===== Data for this task
PR #355, opened 2024-03-11
Add a nicer parametrization of aggQ3

giacomomagni:
in this PR I'd like to make the $a_{gg,Q}^{(3)}$ parametrization to have a easier and compact form in `x-space`, 
such that can be easily digest alo in that case. 

As visible in the two plots below, the new parametrization is equivalent to the previous one.
 
Relative difference in linear scale:
[aggQ3_rel_diff.pdf](https://github.com/NNPDF/eko/files/14555988/aggQ3_rel_diff.pdf)

Comparison in log scale:
[aggQ3_diff.pdf](https://github.com/NNPDF/eko/files/14555989/aggQ3_diff.pdf)

This parametrization can be shared easily with the MSHT people.

### DIFF
--- a/src/ekore/operator_matrix_elements/unpolarized/space_like/as3/agg.py
+++ b/src/ekore/operator_matrix_elements/unpolarized/space_like/as3/agg.py
@@ -5,15 +5,33 @@ import numba as nb
 import numpy as np
 
 from .....harmonics import cache as c
+from .....harmonics.log_functions import (
+    lm11,
+    lm11m1,
+    lm11m2,
+    lm12,
+    lm12m1,
+    lm12m2,
+    lm13,
+    lm13m1,
+    lm13m2,
+    lm14m1,
+    lm14m2,
+)
 
 
 @nb.njit(cache=True)
 def a_gg3(n, cache, nf):
-    r"""Compute the approximate part of :math:`a_{gg}^{(3)}(N)`.
+    r"""Compute :math:`a_{gg}^{(3)}(N)`.
 
-    This is the part of :math:`A_{gg}^{S,(3)}(N)` proportional to :math:`\mathcal{O}(\epsilon^0)`,
-    the expression is presented in  :cite:`Ablinger:2022wbb`.
-    It contains binomial factors which are approximated.
+    The expression is presented in  :cite:`Ablinger:2022wbb`.
+
+    The :math:`n_f^0` piece is parametrized from:
+    the known small-x (eq. 4.10) and large-x (eq. 4.11)
+    limits, the expansion of the local and singular parts
+    in eq. 4.6, 4.7 and the first 15 Mellin moments up to N=30.
+    The analytical expression contains binomial factors
+    which are not handy to use.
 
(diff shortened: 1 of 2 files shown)


felixhekhorn:
Mmm ...
- isn't the also the old one simple to translate? it just contains $S_k$ s (which are straight to translate) and $S_1/n$, which maybe we also know (I would need to think a moment, though)
- the two don't seem to have the same limits: i.e.
  - the old is $S_1^4$ but the new $S_1^1$ for $N\to \infty$
  - the old and new poles at $N=1$ differ by ~10%, is that ok?

giacomomagni:
> * isn't the also the old one simple to translate? it just contains Sk s (which are straight to translate) and S1/n, which maybe we also know (I would need to think a moment, though)

Sure `S[k,n]` translates in to `PolyLog[k, x]`. 
This paramterization, avoids even that problem, as only Logs appear now.

The main point is that new one reproduces exactly the limits given in the paper, 
thus is more consistent with the procedure we do for `A_Qg`,
while for instance before the $\Delta(1-x)$ was different.

> * the two don't seem to have the same limits: i.e.
>   
>   * the old is S14 but the new S11 for N→∞

The new one is more respectful of the `x \to 1` limit provided in the paper, 
so if anything it's even better.

>   * the old and new poles at N=1 differ by ~10%, is that ok?

The LL term should be the same, there is a difference in the NLL ($\propto \frac{1}{x}$), 
as visible in the plot.

giacomomagni:
So regarding the small-x, the difference comes form:

* Before I reconstructed the pole at $N=1$ and check that was in reasonable agreement with the limit of the N-space result:

```
643.592/(-1. + n)^2 - 4276.31/(-1. + n)
```

* Now I used the ancillary file containing the $x \to 1 $ limit provided in the paper, which gives:

```
701.199/(-1 + n)^2 - 4954.44/(-1 + n) 
```

The funny part is that if I code [eq 4.10](https://arxiv.org/pdf/2211.05462.pdf) (at least for the term $\propto 1/x \ln(x) $), now I get: 

```
-643.588
```
which matches with old implementation. So I guess one of the provided file, is not consistent...

felixhekhorn:
> The funny part is that if I code [eq 4.10](https://arxiv.org/pdf/2211.05462.pdf) (at least for the term

that one I could still type :see_no_evil: - and no I don't can confirm your disagreement, but I find agreement with the ancillary file:

```python
from scipy.special import zeta
ca = 3
tf = .5
cf=4./3.
z2 = zeta(2)
z3 = zeta(3)

ll = ca*tf*(ca*(-11488/81+224*z2/27+256*z3/3) + cf*(-15040/243-1408*z2/27-1088*z3/9))
print(ll)
```
yields `-701.1986854426287`

felixhekhorn (approved):
I conclude: for both large and small x we're closer to the truth. Then I think this is fine.

giacomomagni:
Okay, I'd wait for MHST feedbacks, if any, and then eventually merge.

PR #362, opened 2024-04-23
Fix large-x wiggles 

giacomomagni:
Here we change the `r` parameter regulating the Talboth path, to make the large-x integration smoother. 
@scarlehoff

### DIFF
--- a/src/eko/mellin.py
+++ b/src/eko/mellin.py
@@ -223,7 +223,7 @@ class Path:
     def __init__(self, t, logx, axis_offset):
         self.t = t
         # TODO: shall we use: 0.4 * 16.0 / ( - logx) ?
-        self.r = 0.4 * 16.0 / (1.0 - logx)
+        self.r = 0.4 * 16.0 / (0.1 - logx)
         if axis_offset:
             self.o = 1.0
         else:
--- a/src/eko/mellin.py
+++ b/src/eko/mellin.py
@@ -222,7 +222,10 @@ class Path:
 
     def __init__(self, t, logx, axis_offset):
         self.t = t
-        # TODO: shall we use: 0.4 * 16.0 / ( - logx) ?
+        # The prescription suggested by :cite:`Abate` for r is 0.4 * M / ( - logx)
+        # with M the number of accurate digits; Maria Ubiali suggested in her thesis M = 16.
+        # However, this seems to yield unstable results for the OME in the large x region
+        # so we add an additional regularization, which makes the path less "edgy" there
         self.r = 0.4 * 16.0 / (0.1 - logx)
         if axis_offset:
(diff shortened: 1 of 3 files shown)


src/eko/mellin.py
```diff
@@ -223,7 +223,7 @@ class Path:
     def __init__(self, t, logx, axis_offset):
         self.t = t
         # TODO: shall we use: 0.4 * 16.0 / ( - logx) ?
```
giacomomagni, line 225:
```suggestion
        #original prescription is with  0.4 * 16.0 / ( - logx) ?
```

src/ekobox/evol_pdf.py
```diff
@@ -56,7 +57,7 @@ def evolve_pdfs(
     else:
         if store_path is None:
             raise ValueError("'store_path' required if 'path' is not provided.")
-        eko.solve(theory_card, operators_card, path=store_path)
+        managed.solve(theory_card, operators_card, path=store_path)
```
alecandido, line 60: Actually, this is a separate feature from the one described by the PR.

Make sure to advertise it properly.

(Also because the `managed` runner was not intended to be always used, but just for quick calculations -> if it becomes the default, this information should be propagated)

src/eko/mellin.py
felixhekhorn: take a look to my suggestion

src/ekobox/evol_pdf.py
felixhekhorn: @alecandido is still right :upside_down_face: you need to document this

felixhekhorn: actually, let's do the proper thing and just make two PRs

felixhekhorn: #363

src/eko/mellin.py
giacomomagni: excellent! Thanks

felixhekhorn:
Just as a curious side note: this has almost no impact on our LHA benchmarks (which ran on the first commit) - meaning the last point $x=0.9$ still has the worst relative accuracy of up to a few percent (of course the absolute error is still just fine as before)

scarlehoff:
I think this should be merged (and a version tagged if possible so that the MC PDFs are released using a tagged version of the code).

niclaurenti (approved):

niclaurenti:
@giacomomagni @felixhekhorn can we merge it?

giacomomagni:
Green light from my side!

felixhekhorn:
I think if this work in an actual fit, this is an actual fix

Please double check the changes since the last release before a new tag (I think we should still be compatible, but better double check)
==========
• Exercise requirements: Your task is to restate, word for word, the lines from the beginning of the records to the line with "from .....harmonics import cache as c", inclusive.

• Exercise solution:
PR #355, opened 2024-03-11
Add a nicer parametrization of aggQ3

giacomomagni:
in this PR I'd like to make the $a_{gg,Q}^{(3)}$ parametrization to have a easier and compact form in `x-space`, 
such that can be easily digest alo in that case. 

As visible in the two plots below, the new parametrization is equivalent to the previous one.
 
Relative difference in linear scale:
[aggQ3_rel_diff.pdf](https://github.com/NNPDF/eko/files/14555988/aggQ3_rel_diff.pdf)

Comparison in log scale:
[aggQ3_diff.pdf](https://github.com/NNPDF/eko/files/14555989/aggQ3_diff.pdf)

This parametrization can be shared easily with the MSHT people.

### DIFF
--- a/src/ekore/operator_matrix_elements/unpolarized/space_like/as3/agg.py
+++ b/src/ekore/operator_matrix_elements/unpolarized/space_like/as3/agg.py
@@ -5,15 +5,33 @@ import numba as nb
 import numpy as np
 
 from .....harmonics import cache as c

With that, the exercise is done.